═══ ENTRIES PROVIDED ═══

PR #1130, opened 2018-03-14
I1128 fix demand output

gabriel-happle:
The variables `mcpcsf_kWperC` and `mcphsf_kWperC` reintroduced to demand output `.csv`.

Valid choices updated in the `default.config` file.

### DIFF
--- a/cea/default.config
+++ b/cea/default.config
@@ -140,7 +140,7 @@ buildings.category = Advanced
 
 loads-output =
 loads-output.type = MultiChoiceParameter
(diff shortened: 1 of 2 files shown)


cea/default.config
```diff
@@ -140,7 +140,7 @@ buildings.category = Advanced
...
 loads-output.help = a list of loads to run the simulation for - leave blank to simulate all loads in demand_writers
```
JIMENOFONSECA: @gabriel-happle actually, there is one input variable for temperatures and massflows called temperature-output, massflows-output. Please use those to indicate which temperatures and massflows to output. 

No need to include Name, Af_m2, Aroof_m2, GFA_m2, people0 as tehy are always by default part of the output.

═══

- [AIM OF THE EXERCISE]: Look through the entries. Copy out each line with "loads" in it.

- [ANSWER TO THIS TASK]:
 loads-output =
 loads-output.type = MultiChoiceParameter
 loads-output.help = a list of loads to run the simulation for - leave blank to simulate all loads in demand_writers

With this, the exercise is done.